● **Activity**
Please return the lines below verbatim, beginning at the one that has "Register quota metrics unconditionally" and stopping after the one that has "were always true, and", and add no other lines.

────────────────────────────────────────

PR #6253, opened 2026-08-12
Register quota metrics unconditionally

delthas:
Stacked on #6252 — review that one first. This PR's diff is only the last two
commits; retarget to `development/9.4` once #6252 merges.

Both quota gates in `lib/utilities/monitoringHandler.js` tested
`config.isQuotaEnabled` — the function reference rather than a call — so both
were always true, and all six quota metrics have always been registered.

Rather than calling the function, the conditionals are removed. Always
registering is what has actually happened since these checks were written,
nothing depends on the metrics disappearing when quota is off, and gating
registration would mean guarding every metric touch point against a metric that
was never created: `crrCacheToProm` reached `bucketsWithQuota` unguarded, and
the scuba wrapper observes its histogram in a `finally` block, on a path the
Veeam capacity route reaches with no quota gating at all.

Behaviour is unchanged — the six `s3_cloudserver_quota_*` series are exposed
exactly as before — so this is a dead code removal rather than a metric surface
change.

Issue: CLDSRV-972

### DIFF
--- a/lib/utilities/monitoringHandler.js
+++ b/lib/utilities/monitoringHandler.js
@@ -65,48 +65,39 @@ const httpResponseSizeBytes = new client.Summary({
     help: 'Cloudserver HTTP response sizes in bytes',
 });
 
-let quotaEvaluationDuration;
-let utilizationMetricsRetrievalDuration;
-let utilizationServiceAvailable;
-let bucketsWithQuota;
-let accountsWithQuota;
-let requestWithQuotaMetricsUnavailable;
+const quotaEvaluationDuration = new client.Histogram({
+    name: 's3_cloudserver_quota_evaluation_duration_seconds',
+    help: 'Duration of the quota evaluation operation',
+    labelNames: ['action', 'code', 'type'],
+    buckets: [0.001, 0.0025, 0.005, 0.01, 0.025, 0.05, 0.1, 0.2, 0.5, 1],
+});
 
-if (config.isQuotaEnabled) {
-    quotaEvaluationDuration = new client.Histogram({
-        name: 's3_cloudserver_quota_evaluation_duration_seconds',
-        help: 'Duration of the quota evaluation operation',
-        labelNames: ['action', 'code', 'type'],
-        buckets: [0.001, 0.0025, 0.005, 0.01, 0.025, 0.05, 0.1, 0.2, 0.5, 1],
-    });
+const utilizationMetricsRetrievalDuration = new client.Histogram({
+    name: 's3_cloudserver_quota_metrics_retrieval_duration_seconds',
+    help: 'Duration of the utilization metrics retrieval operation',
+    labelNames: ['code', 'class'],
+    buckets: [0.001, 0.0025, 0.005, 0.01, 0.025, 0.05, 0.1, 0.2, 0.5],
+});
 
-    utilizationMetricsRetrievalDuration = new client.Histogram({
-        name: 's3_cloudserver_quota_metrics_retrieval_duration_seconds',
-        help: 'Duration of the utilization metrics retrieval operation',
-        labelNames: ['code', 'class'],
-        buckets: [0.001, 0.0025, 0.005, 0.01, 0.025, 0.05, 0.1, 0.2, 0.5],
-    });
+const utilizationServiceAvailable = new client.Gauge({
+    name: 's3_cloudserver_quota_utilization_service_available',
+    help: 'Availability of the utilization service',
+});
 
-    utilizationServiceAvailable = new client.Gauge({
-        name: 's3_cloudserver_quota_utilization_service_available',
-        help: 'Availability of the utilization service',
-    });
+const bucketsWithQuota = new client.Gauge({
+    name: 's3_cloudserver_quota_buckets_count',
+    help: 'Total number of buckets quota',
+});
 
-    bucketsWithQuota = new client.Gauge({
-        name: 's3_cloudserver_quota_buckets_count',
-        help: 'Total number of buckets quota',
-    });
+const accountsWithQuota = new client.Gauge({
+    name: 's3_cloudserver_quota_accounts_count',
+    help: 'Total number of account quota',
+});
 
-    accountsWithQuota = new client.Gauge({
-        name: 's3_cloudserver_quota_accounts_count',
-        help: 'Total number of account quota',
-    });
-
-    requestWithQuotaMetricsUnavailable = new client.Counter({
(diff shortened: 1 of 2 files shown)


lib/utilities/monitoringHandler.js
```diff
@@ -72,7 +72,7 @@ let bucketsWithQuota;
 let accountsWithQuota;
 let requestWithQuotaMetricsUnavailable;
 
-if (config.isQuotaEnabled) {
+if (config.isQuotaEnabled()) {
```
SylvainSenechal: lmao dealing with this in 2026 is madness

SylvainSenechal (approved):

lib/utilities/monitoringHandler.js
delthas: Haha yeah, glad we have LLM reviews for this now

delthas:
Requested @francoisferrand in place of Maha Benzekri, who is currently on PTO.

lib/utilities/monitoringHandler.js
```diff
@@ -187,7 +190,7 @@ function crrCacheToProm(crrResults) {
             numberOfBuckets.set(crrResults.getObjectCount.buckets || 0);
             numberOfObjects.set(crrResults.getObjectCount.objects || 0);
         }
-        if (config.isQuotaEnabled) {
+        if (config.isQuotaEnabled()) {
```
francoisferrand: - if we go the alternative route, should we always set the metrics (as was done before), or fix the condition (as you did) ? This not only creates the metric (which has no impact), but also (and more significantly) sets the value so the metric is scrapped...
- if we keep the current code, the condition would be better made on `bucketsWithQuota` and `accountsWithQuota` I think

```suggestion
        if (bucketsWithQuota) {
            bucketsWithQuota.set(crrResults?.getObjectCount?.bucketWithQuotaCount || 0);
        }
        if (accountsWithQuota) {
            accountsWithQuota.set(crrResults?.getVaultReport?.accountWithQuotaCount || 0);
        }
```

lib/utilities/monitoringHandler.js
francoisferrand: do we actually need to make this conditional?

I see this was mentioned as an alternative in the ticket:

> Drop the dead conditional entirely and register the six metrics unconditionally. That preserves today's behaviour byte-for-byte, removes the misleading check, and carries no crash risk or metric-surface change — at the cost of exposing quota metrics when quota is off, which is already what happens today.

so I wonder why it was not rejected?
- it keeps the current behavior
- nobody complained about this behavior;
- it simplifies the code (no conditional, no ?. on member access)

francoisferrand (commented):
- I think _creating_ the metrics is harmless (it was already the case); and it avoids adding all the ?. → [just create them always](https://github.com/scality/cloudserver/pull/6253/changes#r3782840588)
- less sure how to fix [crrCacheToPom](https://github.com/scality/cloudserver/pull/6253/changes#r3782824783)

lib/utilities/monitoringHandler.js
delthas: Moved to always creating the metrics.

lib/utilities/monitoringHandler.js
delthas: Moved to always creating the metrics.

tests/unit/utils/monitoring.js
```diff
@@ -112,10 +135,40 @@ describe('Monitoring: endpoint', () => {
...
+        's3_cloudserver_quota_unavailable_count',
+    ];
+
+    it('should register quota metrics even when quota is disabled', async () => {
+        assert.strictEqual(config.isQuotaEnabled(), false);
+
+        await fetchMetrics({ method: 'GET', url: '/metrics' }, res);
+        const metrics = res.end.args[0][0];
+
+        quotaMetricNames.forEach(name => assert(metrics.includes(name), `${name} is not registered`));
```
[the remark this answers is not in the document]
delthas: Keeping `includes` here. I measured the failure output against a scrape-sized input (~6KB), and `assert.match` doesn't produce a diff — it dumps the whole input:

| form | failure output |
|---|---|
| `assert(includes)` | 113 chars (prints the expression) |
| `assert(includes, msg)` | 50 chars |
| `assert.match` | **7971 chars** (entire scrape) |
| `assert.match(…, msg)` | 50 chars |

A real `/metrics` body is bigger still. And since the suggested line 159 passes a message, the message replaces the diff, making it output-identical to what's already there; the snippet for 171–172 passes no message, so that one would be the 8KB dump.

`includes` is also this file's existing idiom (7+ instances, e.g. the `# TYPE` assertions above).

lib/utilities/monitoringHandler.js
```diff
@@ -187,10 +181,8 @@ function crrCacheToProm(crrResults) {
             numberOfBuckets.set(crrResults.getObjectCount.buckets || 0);
             numberOfObjects.set(crrResults.getObjectCount.objects || 0);
         }
-        if (config.isQuotaEnabled) {
-            bucketsWithQuota.set(crrResults?.getObjectCount?.bucketWithQuotaCount || 0);
-            accountsWithQuota.set(crrResults?.getVaultReport?.accountWithQuotaCount || 0);
-        }
+        bucketsWithQuota.set(crrResults?.getObjectCount?.bucketWithQuotaCount || 0);
```
francoisferrand: nit:

the first ? is useless - we are in an `if (crrResults)` block
```suggestion
        bucketsWithQuota.set(crrResults.getObjectCount?.bucketWithQuotaCount || 0);
```

also this line maybe moved int he previous block, which already asserts crrResults.getObjectCount

francoisferrand (approved):
LGTM, but I think this warrants another set of eyes from product, to confirm we want/accept to have the metrics always (not just the presence of the metrics, but especially publishing actual _data points_ for the bucketsWithQuota/accountsWithQuota metrics)

lib/utilities/monitoringHandler.js
delthas: Done, and applied the same treatment to the accounts line so both are gated on their own source — no `?.` left in the block.

delthas:
Asking product.

delthas:
Product said both options are OK, let's do simplest. So, merging as is.

delthas:
!done 3h

delthas:
[`CLDSRV-972`](https://scality.atlassian.net/browse/CLDSRV-972): logged `3h`; transitioned to Done (`Fixed`)

PR #6265, opened 2026-08-31
Allow enabling versioning on buckets with a GCP location constraint

maeldonn:
### Not handled yet

| Gap | Impact | What it would take |
|---|---|---|
| S3 has a suspended versioning state, with `null` version ids. GCS versioning is only on or off | A GCP location cannot represent a suspended bucket | Decide whether to reject the configuration or emulate the state |
| Object versioning on the GCS bucket is a hard requirement: without it, the delete issued behind a delete marker destroys the data instead of archiving it | Silent data loss | Block writes on a non-versioned bucket, instead of only reporting it in the healthcheck |
| GCS lifecycle rules on noncurrent versions (`isLive: false`, `daysSinceNoncurrentTime`, `numNewerVersions`) can reap generations that S3 still serves as current | Deferred and silent data loss, with no error at write time | Document the precondition, and consider detecting such rules at configuration time |
| GCS never promotes a noncurrent generation, so the backend state diverges from the S3 view after an undelete or a version delete | Confusing during support, and the root cause of the lifecycle exposure above | Optional: promote by copy, accepting the new generation, the non-atomicity and the storage class reset |

### DIFF
--- a/constants.js
+++ b/constants.js
@@ -153,7 +153,7 @@ const constants = {
     // for external backends, don't call unless at least 1 minute
     // (60,000 milliseconds) since last call
     externalBackendHealthCheckInterval: 60000,
-    versioningNotImplBackends: { azure: true, gcp: true },
+    versioningNotImplBackends: { azure: true },
     mpuMDStoredExternallyBackend: { aws_s3: true, gcp: true },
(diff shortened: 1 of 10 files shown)


maeldonn:
Replaced with #6266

────────────────────────────────────────

● **Result of the task**
Register quota metrics unconditionally

delthas:
Stacked on #6252 — review that one first. This PR's diff is only the last two
commits; retarget to `development/9.4` once #6252 merges.

Both quota gates in `lib/utilities/monitoringHandler.js` tested
`config.isQuotaEnabled` — the function reference rather than a call — so both
were always true, and all six quota metrics have always been registered.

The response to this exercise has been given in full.